I created this tool out of curiosity, but it quickly became a useful solution for my personal file backup workflow.
The main goal of this project is to provide a free and secure way to backup important files by hiding them inside media files.
You might ask:
«Why hide a file inside a video?»
The reason is an interesting behavior I discovered in Google Photos.
If you append a file to an image or video without encryption and upload it to Google Photos, the extra data may be removed because the service processes the file based on its actual media structure.
However, if the hidden file is encrypted first, Google Photos treats the additional data as part of the media file and keeps it intact.
There is one major limitation: Google Photos has upload size restrictions for photos and videos.
- 🖼️ Images (".jpg", ".png"): around 500 MB upload limit
- 🎥 Videos (".mkv"): supports much larger uploads (tested successfully with 10 GB+ files)
Because of this, videos are the preferred container format for this tool.
🚀 Backup Method
For users with unlimited Google Photos storage, this can act as a long-term backup method:
- Take a normal ".mkv" video file (for example, 1 GB)
- Use this tool to encrypt and inject your files into the video
- Upload the generated video to Google Photos
- When needed, download the video
- Use the extraction process to recover your original files
Your files remain hidden inside the video while being stored as a normal media file.
🔐 Why Encryption?
Encryption ensures the hidden data is not detected or removed during upload processing. The encrypted payload becomes indistinguishable from normal binary data attached to the media file.
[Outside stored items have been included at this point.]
PR #1564, opened 2025-02-22
Unblock China region integration tests

varunch77:
# Description of the issue
The EC2LinuxCN tests are not able to start up properly due to errors while fetching dependencies. This creates a gap in our testing for this region.

# Description of changes
This change adds a new step to our integration test workflow that zips and uploads the test repo and the necessary dependencies (using `go mod vendor`) to an S3 bucket in the China region. Our tests then pull from this S3 bucket instead of attempting to download them directly for each test. 

This PR is in conjunction with: https://github.com/aws/amazon-cloudwatch-agent-test/pull/469

# License
By submitting this pull request, I confirm that you can use, modify, copy, and redistribute this contribution, under the terms of your choice. ✅ 

# Tests
Integration test run: https://github.com/aws/amazon-cloudwatch-agent/actions/runs/13595857669

# Requirements
2. Run `make lint` ✅


.github/workflows/upload-dependencies-cn.yml
```diff
@@ -0,0 +1,58 @@
...
+      - name: Set up Go
+        uses: actions/setup-go@v3
+        with:
+          go-version: ~1.22.2
+
+      - name: Upload Dependencies to S3
+        run: |
+          go mod tidy
+          go mod vendor
+          aws s3 sync ./vendor s3://${{ inputs.s3_integration_bucket }}/integration-test/vendor/ --delete --quiet
```
dricross, line 58: The s3 path should probably be github sha specific so that tests don't interfere with each other

varunch77:
new integration test run with SHA changes: https://github.com/aws/amazon-cloudwatch-agent/actions/runs/13507749182/job/37741584109

.github/workflows/upload-dependencies-cn.yml
varunch77: Nice catch, updated the code to include this

.github/workflows/upload-dependencies-cn.yml
```diff
@@ -0,0 +1,58 @@
...
+    inputs:
+      region:
+        type: string
+      test_repo_name:
+        required: true
+        type: string
+      test_repo_branch:
+        required: true
+        type: string
+      test_repo_url:
```
musa-asad, line 21: Do we need this input?

.github/workflows/integration-test.yml
```diff
@@ -13,7 +13,7 @@ env:
   ECR_INTEGRATION_TEST_REPO: "cwagent-integration-test"
   CWA_GITHUB_TEST_REPO_NAME: "aws/amazon-cloudwatch-agent-test"
   CWA_GITHUB_TEST_REPO_URL: "https://github.com/aws/amazon-cloudwatch-agent-test.git"
-  CWA_GITHUB_TEST_REPO_BRANCH: "main"
+  CWA_GITHUB_TEST_REPO_BRANCH: "integ-test-CN"
```
musa-asad, line 16: This should be changed back to `main` when ready.

.github/workflows/upload-dependencies-cn.yml
```diff
@@ -0,0 +1,58 @@
...
+      - name: Set up Go
+        uses: actions/setup-go@v3
+        with:
+          go-version: ~1.22.2
+
+      - name: Upload Dependencies to S3
+        run: |
+          go mod tidy
+          go mod vendor
+          aws s3 sync ./vendor s3://${{ inputs.s3_integration_bucket }}/integration-test/vendor/${{ inputs.github_sha }} --delete --quiet
```
musa-asad, line 58: Would it make sense to cache the vendor directory with `actions/cache` so we don't have to pull from S3 each time?

musa-asad (dismissed):

.github/workflows/upload-dependencies-cn.yml
jefchien, line 58: Would recommend zipping the vendor directory so it's easier to manage.

jefchien: I think it'd make sense to cache it, but we'd need to upload it each time if we're relying on the github SHA as a key.

.github/workflows/upload-dependencies-cn.yml
jefchien, line 1: nit: The naming of this file makes it seem China region specific, but it seems generic enough to be used anywhere.

.github/workflows/upload-dependencies-cn.yml
musa-asad: Oh right, good point.

.github/workflows/upload-dependencies-cn.yml
varunch77: Good catch, I've removed it

.github/workflows/upload-dependencies-cn.yml
varunch77: Done

.github/workflows/upload-dependencies-cn.yml
varunch77: Yup, I've renamed so it can be reused for other regions in the future if needed

varunch77:
Integration test run: https://github.com/aws/amazon-cloudwatch-agent/actions/runs/13594721082

.github/workflows/upload-dependencies.yml
```diff
@@ -0,0 +1,62 @@
...
+          mkdir test-repo
+          tar -czf ./test-repo/amazon-cloudwatch-agent-test.tar.gz --exclude='test-repo' .
+          aws s3 cp ./test-repo/amazon-cloudwatch-agent-test.tar.gz s3://${{ inputs.s3_integration_bucket }}/integration-test/cloudwatch-agent-test-repo/${{ inputs.github_sha }}.tar.gz --quiet
+
+      - name: Upload Dependencies to S3
+        run: |
+          go mod tidy
+          go mod vendor
+          tar -czf vendor.tar.gz ./vendor
+          aws s3 cp ./vendor.tar.gz s3://${{ inputs.s3_integration_bucket }}/integration-test/vendor/${{ inputs.github_sha }}.tar.gz --quiet
```
jefchien, line 62: Is there a reason we're separating this into two buckets? Couldn't we zip the entire repo after we've done the go mod vendor? It's not like they will ever be used separately.

varunch77: Yeah this can be combined, I've made that change

varunch77:
New integration test run: https://github.com/aws/amazon-cloudwatch-agent/actions/runs/13595857669/job/38012754850

jefchien (approved):

.github/workflows/upload-dependencies.yml
```diff
@@ -0,0 +1,57 @@
...
+      - name: Set up Go
+        uses: actions/setup-go@v3
+        with:
+          go-version: ~1.22.2
+
+      - name: Upload Dependencies and Test Repo
+        run: |
+          go mod tidy
+          go mod vendor
+          mkdir test-repo
```
jefchien, line 55: nit: What is the point of this?

musa-asad (approved):

.github/workflows/upload-dependencies.yml
varunch77: I wanted to avoid any permissions issues with regards to writing to the parent directory (for storing the zipped file). So when I zipped the checked-out git repo (the current directory), I created `test-repo` to store the zipped file and told the tar command to ignore it to avoid concurrent write/zip issues.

This makes the method useful for storing:
- Personal backups
- Archives
- Important documents
- Private files
📦 Tested
- ✅ Image/video container method
- ✅ Encrypted file injection
- ✅ Extraction after upload/download cycle
- ✅ Tested with ZIP archives up to 10 GB+
This project is intended as a simple, free backup technique using existing cloud storage.
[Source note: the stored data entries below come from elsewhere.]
PR #1577, opened 2025-03-03
add fixed size buffer to handle fd in log tailer with feature flag

movence:
# Description of the issue
The current CWA strategy for log collection prioritizes log integrity without consideration for disk space. CWA holds onto open file descriptors until all the log lines have been successfully pushed to CloudWatch Logs. If another process deletes the file, the file descriptor held by the agent will be unaffected. If CWA is unable to publish the logs, it will retry for 14 days. For some customers, this is the expectation and preferred behavior particularly for sensitive files such as security logs.

On Unix, when a file is removed by a process, the file name is unlinked from the underlying file instead of deleted. If there’s an open reference to the file via file descriptor, the file will not be deleted. 

# Description of changes
- Add buffer-based (size of 1) log handling in tailer for file rotation
- Add new runSender goroutine. tailer now sends single event at a time to channel that the sender reads from
- Enable this new path behind feature flag `handle_rotation` 
- Add feature toggle flag that is read either from agent json config or env var with the value from agent config takes precedence. This is to keep the original behavior with `auto_removal` which reads all contents from a rotate log file before deleting them. 
- Feature flag value is then added to `env-config.json` by the translator so it can be added as env var of systemd process of the agent at start up time

# License

# Tests

# Requirements
2. Run `make lint`


plugins/inputs/logfile/tailersrc.go
```diff
@@ -310,6 +326,7 @@ func (ts *tailerSrc) cleanUp() {
 
 	if ts.outputFn != nil {
 		ts.outputFn(nil) // inform logs agent the tailer src's exit, to stop runSrcToDest
+		ts.outputFn = nil
```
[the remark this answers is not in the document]
movence: this is to prevent any unseen race condition due to added go routines trying to call `outputFn`. mutex has been added around this to double protect as well.

translator/tocwconfig/toenvconfig/toEnvConfig_test.go
```diff
@@ -0,0 +1,281 @@
...
+		t.Run(tt.name, func(t *testing.T) {
+			// Setup environment variables
+			for k, v := range tt.envVars {
+				os.Setenv(k, v)
+			}
+			defer func() {
+				for k := range tt.envVars {
+					os.Unsetenv(k)
+				}
+			}()
```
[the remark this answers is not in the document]
movence: We might also have leak in our tests by not properly closing files.

plugins/inputs/logfile/tail/tail.go
```diff
@@ -210,6 +212,15 @@ func (tail *Tail) reopen() error {
 		break
 	}
 	OpenFileCount.Add(1)
+
+	tail.openReader()
+	if !resetOffset && tail.curOffset > 0 {
+		err := tail.seekTo(SeekInfo{Offset: tail.curOffset, Whence: io.SeekStart})
+		if err != nil {
+			return fmt.Errorf("unable to restore offset on reopen: %w", err)
```
lisguo, line 220: if we are unable to restore the offset, it kills the tailer in `tailFileSync`. Does that end up just skipping the file and moving onto the next one if available? Or does it just die and not read any other files?

plugins/inputs/logfile/tailersrc.go
```diff
@@ -273,24 +266,102 @@ func (ts *tailerSrc) runTail() {
...
+						select {
+						case <-time.After(closeReopenInterval):
+						case <-ts.done:
+							return
+						}
+					}
+				}
 			}
+		} else {
+			ts.outputFn(e)
```
lisguo, line 327: does this need to be protected by a mutex? is publishEvent concurrent?

translator/tocwconfig/toenvconfig/toEnvConfig.go
```diff
@@ -63,6 +66,20 @@ func ToEnvConfig(jsonConfigValue map[string]interface{}) []byte {
 		envVars[envconfig.AWS_CA_BUNDLE] = sslConfig[commonconfig.CABundlePath]
 	}
 
+	backpressureDrop := false // default value
```
lisguo, line 69: nit: can we move this to a util func so we can just call `util.GetBackpressureDrop(jsonConfigValue)`

plugins/inputs/logfile/tailersrc.go
movence: It is not. This will pretty much get blocked if downstream buffer is full (eg publisher). Keeping the original behavior as is.

plugins/inputs/logfile/logfile.go
```diff
@@ -159,16 +165,19 @@ func (t *LogFile) FindLogSrc() []logs.LogSrc {
...
+		t.Log.Debugf("Looking for files matching %s", fileconfig.FilePath)
+		t.Log.Infof("D! [logfile] Searching for files matching pattern: %s", fileconfig.FilePath)
 		//Add file -> {serviceName,  deploymentEnvironment} mapping to entity store
 		if es != nil {
 			es.AddServiceAttrEntryForLogFile(entitystore.LogFileGlob(fileconfig.FilePath), fileconfig.ServiceName, fileconfig.Environment)
 		}
 
 		targetFiles, err := t.getTargetFiles(fileconfig)
 		if err != nil {
+			t.Log.Errorf("Error getting target files: %v", err)
```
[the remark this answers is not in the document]
movence: Yeah, removed some logging to not clutter and stay close to before changes.

plugins/inputs/logfile/tailersrc.go
```diff
@@ -273,24 +266,102 @@ func (ts *tailerSrc) runTail() {
...
+		if ts.backpressureDrop {
+			select {
+			case ts.buffer <- e:
+				// successfully sent
+			case <-ts.done:
+				return
+			default:
+				// Buffer is full, close file and try again
+				log.Printf("D! [logfile] tailer sender buffer is full, closing file %v", ts.tailer.Filename)
+				ts.tailer.CloseFile()
```
jefchien, line 303: There should be a delay between the buffer being detected as full and the file getting closed. Latency for a PLE request can vary depending on setup, so not having a delay could cause the agent to constantly close/reopen the file.

plugins/inputs/logfile/tailersrc.go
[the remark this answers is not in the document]
jefchien: I think there has to be a better way to do this without setting the outputFn to nil. The race condition is in the outputFn itself right? Wouldn't it be better to fix it there?

translator/tocwconfig/toenvconfig/toEnvConfig.go
jefchien: I'm leaning further towards having this be part of the logs config translator.

plugins/inputs/logfile/tailersrc.go
```diff
@@ -273,24 +266,102 @@ func (ts *tailerSrc) runTail() {
...
-			timestamp, modifiedMsg := ts.timestampFn(msg)
-			e := &LogEvent{
-				msg:    modifiedMsg,
-				t:      timestamp,
-				offset: *fo,
-				src:    ts,
+func (ts *tailerSrc) runSender() {
+	log.Printf("D! [logfile] runSender starting for %s", ts.tailer.Filename)
+	defer func() {
+		ts.bufferCloseOnce.Do(func() {
```
jefchien, line 335: Why are we closing the buffer in a defer?

plugins/inputs/logfile/fileconfig.go
```diff
@@ -60,6 +60,9 @@ type FileConfig struct {
 	// automatically remove the file / symlink after uploading.
 	// This auto removal does not support the case where other log rotation mechanism is already in place.
 	AutoRemoval bool `toml:"auto_removal"`
+	// close current file if processing buffer is full/blocked then reopen when the buffer frees up
+	// AutoRemoval take higher priority than BackpressureDrop
+	BackpressureMode string `toml:"backpressure_mode"`
```
jefchien, line 65: Description of field is outdated.

logs/logs.go
```diff
@@ -144,9 +145,17 @@ func (l *LogAgent) runSrcToDest(src LogSrc, dest LogDest) {
 	eventsCh := make(chan LogEvent)
 	defer src.Stop()
 
+	var mu sync.Mutex
+	closed := false
 	src.SetOutput(func(e LogEvent) {
+		mu.Lock()
```
jefchien, line 151: Having to acquire a lock for every single log event publish seems excessive.

internal/logscommon/const.go
```diff
@@ -26,4 +26,8 @@ const (
 
 	WindowsEventLogPrefix = "Amazon_CloudWatch_WindowsEventLog_"
 	LogType               = "log_type"
+
+	LogBackpressureModeEnvKey = "CWAGENT_LOGS_BACKPRESSURE_MODE"
+	LogBackpressureModeKey    = "backpressure_mode"
+	LogBackpressureModeDrop   = "fd_drop"
```
jefchien, line 32: Can we make this an enum?

internal/logscommon/const.go
```diff
@@ -26,4 +26,8 @@ const (
 
 	WindowsEventLogPrefix = "Amazon_CloudWatch_WindowsEventLog_"
 	LogType               = "log_type"
+
+	LogBackpressureModeEnvKey = "CWAGENT_LOGS_BACKPRESSURE_MODE"
```
jefchien, line 30: nit: All environment variable names should be declared in `envconfig`.

plugins/inputs/logfile/tailersrc.go
```diff
@@ -273,24 +264,86 @@ func (ts *tailerSrc) runTail() {
...
+			default:
+				// sender buffer is full. start timer to close file then retry
+				timer := time.NewTimer(tailCloseInterval)
+				defer timer.Stop()
+
+				for {
+					select {
+					case ts.buffer <- e:
+						// sent event after buffer gets freed up
+						if err := ts.tailer.Reopen(false); err != nil {
```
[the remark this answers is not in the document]
jefchien: What happens if a file is closed and deleted before it tries to reopen the file?

plugins/inputs/logfile/tailersrc.go
```diff
@@ -163,7 +179,12 @@ func (ts *tailerSrc) Done(offset fileOffset) {
 }
 
 func (ts *tailerSrc) Stop() {
-	close(ts.done)
+	ts.stopOnce.Do(func() {
```
lisguo, line 182: do we need this? did you find that in your testing we had multiple `Stop()` invocations?

plugins/inputs/logfile/tailersrc_test.go
```diff
@@ -464,6 +472,90 @@ func resetState(originWaitDuration time.Duration) {
 }
 
 func teardown(resources tailerTestResources) {
+	beforeCount := tail.OpenFileCount.Load()
+	log.Printf("teardown start - OpenFileCount: %d", beforeCount)
```
lisguo, line 476: can remove debug print lines

plugins/inputs/logfile/tailersrc.go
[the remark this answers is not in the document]
movence: added time out to handle deleted file without getting blocked indifinitely

logs/logs.go
movence: removed

jefchien (approved):

translator/tocwconfig/toenvconfig/toEnvConfig.go
```diff
@@ -65,11 +64,9 @@ func ToEnvConfig(jsonConfigValue map[string]interface{}) []byte {
 		envVars[envconfig.AWS_CA_BUNDLE] = sslConfig[commonconfig.CABundlePath]
 	}
 
-	//respect existing flag already set in env
-	backpressureDrop := envconfig.IsBackpressureDropEnabled()
-	// skip adding if not enabled
-	if backpressureDrop {
-		envVars[envconfig.CWAgentBackpressureDrop] = strconv.FormatBool(backpressureDrop)
+	backpressureMode := envconfig.GetLogsBackpressureMode()
+	if len(backpressureMode) > 0 {
```
lisguo, line 67: nit: can just be `if backpressureMode != ""` for readability

lisguo (approved):

plugins/inputs/logfile/fileconfig.go
```diff
@@ -60,6 +60,9 @@ type FileConfig struct {
 	// automatically remove the file / symlink after uploading.
 	// This auto removal does not support the case where other log rotation mechanism is already in place.
 	AutoRemoval bool `toml:"auto_removal"`
+	// strategy during backpressure in log processing where AutoRemoval take higher priority. supported values
```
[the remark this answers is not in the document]
movence: yeah we can update it once there are more to support

plugins/inputs/logfile/tailersrc.go
```diff
@@ -273,24 +265,88 @@ func (ts *tailerSrc) runTail() {
...
+				timer := time.NewTimer(tailCloseThreshold)
+				defer timer.Stop()
+
+				for {
+					select {
+					case ts.buffer <- e:
+						// sent event after buffer gets freed up
+						if ts.tailer.IsFileClosed() { // skip file closing if not already closed
+							if err := ts.tailer.Reopen(false); err != nil {
+								log.Printf("E! [logfile] error reopening file %s: %v", ts.tailer.Filename, err)
```
jefchien, line 310: nit: We might not want to log this if it just wasn't able to find the file anymore. Might be misleading.

jefchien (dismissed):

plugins/inputs/logfile/logfile.go
```diff
@@ -304,18 +304,20 @@ func (t *LogFile) getTargetFiles(fileconfig *FileConfig) ([]string, error) {
 			continue
 		}
 
-		// Add another file blacklist here
 		fileBaseName := filepath.Base(matchedFileName)
 		if blacklistP != nil && blacklistP.MatchString(fileBaseName) {
 			continue
 		}
 		if !fileconfig.PublishMultiLogs {
+			t.Log.Debugf("Single file mode - current target: %s (ModTime: %v), candidate: %s (ModTime: %v)",
```
jefchien, line 312: nit: I think this can become excessive logging as well depending on the number of files that match.

jefchien (approved):

lisguo (approved):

Issues and pull requests are welcome. If you're submitting a PR:
- Fork the repo and create a branch (
git checkout -b feature/your-feature) - Test your changes on at least one supported platform
- Run
shellcheckagainst the script before submitting - Open a PR describing what changed and why
Distributed under the MIT License. See LICENSE for the full text.